* Problem details
Report all lines of the records that contain "const".

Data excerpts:
____________________

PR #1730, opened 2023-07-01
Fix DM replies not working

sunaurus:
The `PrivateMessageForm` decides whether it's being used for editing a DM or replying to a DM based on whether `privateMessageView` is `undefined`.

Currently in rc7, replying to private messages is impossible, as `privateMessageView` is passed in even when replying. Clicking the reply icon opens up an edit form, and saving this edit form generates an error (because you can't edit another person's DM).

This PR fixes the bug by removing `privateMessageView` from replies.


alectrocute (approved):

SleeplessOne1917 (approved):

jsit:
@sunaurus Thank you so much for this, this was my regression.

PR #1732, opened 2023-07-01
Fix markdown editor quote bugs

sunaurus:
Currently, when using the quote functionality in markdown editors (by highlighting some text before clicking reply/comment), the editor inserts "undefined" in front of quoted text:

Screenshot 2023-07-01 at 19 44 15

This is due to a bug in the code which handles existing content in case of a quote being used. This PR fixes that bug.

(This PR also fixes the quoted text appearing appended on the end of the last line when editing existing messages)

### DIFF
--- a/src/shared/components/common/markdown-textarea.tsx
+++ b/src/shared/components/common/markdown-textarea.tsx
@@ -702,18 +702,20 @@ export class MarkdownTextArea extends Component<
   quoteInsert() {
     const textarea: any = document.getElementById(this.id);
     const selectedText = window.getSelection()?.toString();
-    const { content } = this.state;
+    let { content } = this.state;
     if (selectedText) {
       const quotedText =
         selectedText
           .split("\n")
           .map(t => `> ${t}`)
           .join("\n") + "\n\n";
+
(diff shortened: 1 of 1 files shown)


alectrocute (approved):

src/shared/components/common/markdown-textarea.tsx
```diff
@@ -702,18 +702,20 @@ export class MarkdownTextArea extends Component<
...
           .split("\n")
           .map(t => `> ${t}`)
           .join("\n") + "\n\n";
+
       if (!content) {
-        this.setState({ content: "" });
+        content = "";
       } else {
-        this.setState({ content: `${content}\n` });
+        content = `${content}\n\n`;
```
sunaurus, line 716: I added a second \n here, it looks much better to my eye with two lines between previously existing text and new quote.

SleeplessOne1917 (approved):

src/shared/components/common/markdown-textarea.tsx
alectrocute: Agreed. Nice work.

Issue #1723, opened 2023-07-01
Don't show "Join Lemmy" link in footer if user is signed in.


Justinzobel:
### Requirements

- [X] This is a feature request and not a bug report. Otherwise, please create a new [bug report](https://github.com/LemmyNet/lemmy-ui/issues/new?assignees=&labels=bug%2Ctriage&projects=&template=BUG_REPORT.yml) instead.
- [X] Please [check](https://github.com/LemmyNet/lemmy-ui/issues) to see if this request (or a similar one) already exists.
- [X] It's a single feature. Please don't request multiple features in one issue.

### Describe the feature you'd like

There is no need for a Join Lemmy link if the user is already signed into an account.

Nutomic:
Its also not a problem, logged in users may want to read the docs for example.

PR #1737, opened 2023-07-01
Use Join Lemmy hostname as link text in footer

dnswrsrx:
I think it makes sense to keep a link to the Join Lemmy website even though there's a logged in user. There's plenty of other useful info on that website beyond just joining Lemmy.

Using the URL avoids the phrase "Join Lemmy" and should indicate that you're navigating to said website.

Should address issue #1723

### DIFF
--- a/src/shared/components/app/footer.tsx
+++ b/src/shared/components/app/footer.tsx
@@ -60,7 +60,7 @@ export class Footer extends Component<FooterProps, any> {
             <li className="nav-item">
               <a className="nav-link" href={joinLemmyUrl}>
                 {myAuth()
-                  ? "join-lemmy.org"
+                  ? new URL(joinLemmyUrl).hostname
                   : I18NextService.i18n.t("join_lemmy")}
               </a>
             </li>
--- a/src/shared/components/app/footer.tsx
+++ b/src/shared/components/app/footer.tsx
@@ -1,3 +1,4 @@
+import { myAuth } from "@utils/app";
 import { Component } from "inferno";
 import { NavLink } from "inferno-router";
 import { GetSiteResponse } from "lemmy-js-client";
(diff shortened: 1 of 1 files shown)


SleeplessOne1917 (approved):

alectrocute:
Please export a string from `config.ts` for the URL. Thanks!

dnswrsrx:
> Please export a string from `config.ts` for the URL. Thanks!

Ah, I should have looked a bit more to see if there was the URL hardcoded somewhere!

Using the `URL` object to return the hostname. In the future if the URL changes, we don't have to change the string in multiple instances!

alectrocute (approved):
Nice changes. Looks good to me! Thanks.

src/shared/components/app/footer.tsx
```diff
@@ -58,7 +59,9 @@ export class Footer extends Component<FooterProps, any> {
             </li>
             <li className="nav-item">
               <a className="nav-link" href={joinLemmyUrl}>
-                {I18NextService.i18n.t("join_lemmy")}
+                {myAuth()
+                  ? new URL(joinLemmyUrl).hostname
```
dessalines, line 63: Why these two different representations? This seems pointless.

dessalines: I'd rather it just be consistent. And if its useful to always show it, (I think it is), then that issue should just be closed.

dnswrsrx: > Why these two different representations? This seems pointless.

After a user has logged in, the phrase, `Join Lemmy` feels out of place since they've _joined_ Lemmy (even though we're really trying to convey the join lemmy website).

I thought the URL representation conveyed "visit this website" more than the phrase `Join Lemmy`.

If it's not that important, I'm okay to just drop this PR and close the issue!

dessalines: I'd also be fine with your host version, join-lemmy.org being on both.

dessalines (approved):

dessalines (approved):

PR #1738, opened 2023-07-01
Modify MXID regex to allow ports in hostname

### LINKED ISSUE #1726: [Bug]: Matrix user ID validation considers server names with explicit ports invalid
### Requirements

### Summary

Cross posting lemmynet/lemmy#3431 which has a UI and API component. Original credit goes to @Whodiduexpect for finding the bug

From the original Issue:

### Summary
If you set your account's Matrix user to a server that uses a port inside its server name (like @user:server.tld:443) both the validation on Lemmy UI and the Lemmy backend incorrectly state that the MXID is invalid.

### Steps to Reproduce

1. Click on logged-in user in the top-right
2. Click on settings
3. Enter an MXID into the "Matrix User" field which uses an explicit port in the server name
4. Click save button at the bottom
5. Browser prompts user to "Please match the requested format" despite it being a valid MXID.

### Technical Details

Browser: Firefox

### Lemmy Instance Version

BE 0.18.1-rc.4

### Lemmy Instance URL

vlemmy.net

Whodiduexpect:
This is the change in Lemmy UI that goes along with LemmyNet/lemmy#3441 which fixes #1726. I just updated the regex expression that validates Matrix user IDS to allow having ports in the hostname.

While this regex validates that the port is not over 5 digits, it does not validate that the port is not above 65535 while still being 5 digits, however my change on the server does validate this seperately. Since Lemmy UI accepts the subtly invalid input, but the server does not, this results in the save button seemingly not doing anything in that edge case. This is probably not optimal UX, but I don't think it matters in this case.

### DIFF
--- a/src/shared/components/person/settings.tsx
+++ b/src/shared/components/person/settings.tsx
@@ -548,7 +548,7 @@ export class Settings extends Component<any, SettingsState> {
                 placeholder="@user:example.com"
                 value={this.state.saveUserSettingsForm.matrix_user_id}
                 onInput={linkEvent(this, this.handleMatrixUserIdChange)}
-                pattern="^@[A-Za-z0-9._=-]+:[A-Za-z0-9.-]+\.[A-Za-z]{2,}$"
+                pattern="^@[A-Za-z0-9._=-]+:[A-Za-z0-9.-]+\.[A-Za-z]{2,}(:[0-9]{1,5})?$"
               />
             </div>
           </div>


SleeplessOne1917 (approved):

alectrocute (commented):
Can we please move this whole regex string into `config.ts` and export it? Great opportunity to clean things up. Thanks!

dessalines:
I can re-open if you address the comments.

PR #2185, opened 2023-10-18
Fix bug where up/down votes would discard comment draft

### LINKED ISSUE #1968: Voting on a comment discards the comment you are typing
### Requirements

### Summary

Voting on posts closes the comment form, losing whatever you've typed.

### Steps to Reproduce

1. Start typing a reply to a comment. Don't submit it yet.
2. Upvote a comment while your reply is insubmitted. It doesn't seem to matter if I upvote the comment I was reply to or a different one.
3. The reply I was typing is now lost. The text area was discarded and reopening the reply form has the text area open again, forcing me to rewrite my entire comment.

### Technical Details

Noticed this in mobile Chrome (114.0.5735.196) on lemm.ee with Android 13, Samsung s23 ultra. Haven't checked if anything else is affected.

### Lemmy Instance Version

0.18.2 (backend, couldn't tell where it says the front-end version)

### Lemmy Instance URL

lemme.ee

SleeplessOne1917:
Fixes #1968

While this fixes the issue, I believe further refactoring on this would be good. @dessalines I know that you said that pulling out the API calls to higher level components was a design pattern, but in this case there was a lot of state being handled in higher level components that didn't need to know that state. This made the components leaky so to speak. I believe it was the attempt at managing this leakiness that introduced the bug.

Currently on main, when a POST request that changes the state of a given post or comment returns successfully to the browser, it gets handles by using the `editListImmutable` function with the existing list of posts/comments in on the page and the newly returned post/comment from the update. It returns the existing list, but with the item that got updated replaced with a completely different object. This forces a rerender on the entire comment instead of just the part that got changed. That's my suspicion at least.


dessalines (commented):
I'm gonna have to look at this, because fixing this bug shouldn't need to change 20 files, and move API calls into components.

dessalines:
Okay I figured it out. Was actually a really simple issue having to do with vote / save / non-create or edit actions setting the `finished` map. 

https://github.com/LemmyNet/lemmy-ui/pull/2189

____________________

* Answer to the problem
     const textarea: any = document.getElementById(this.id);
     const selectedText = window.getSelection()?.toString();
-    const { content } = this.state;
       const quotedText =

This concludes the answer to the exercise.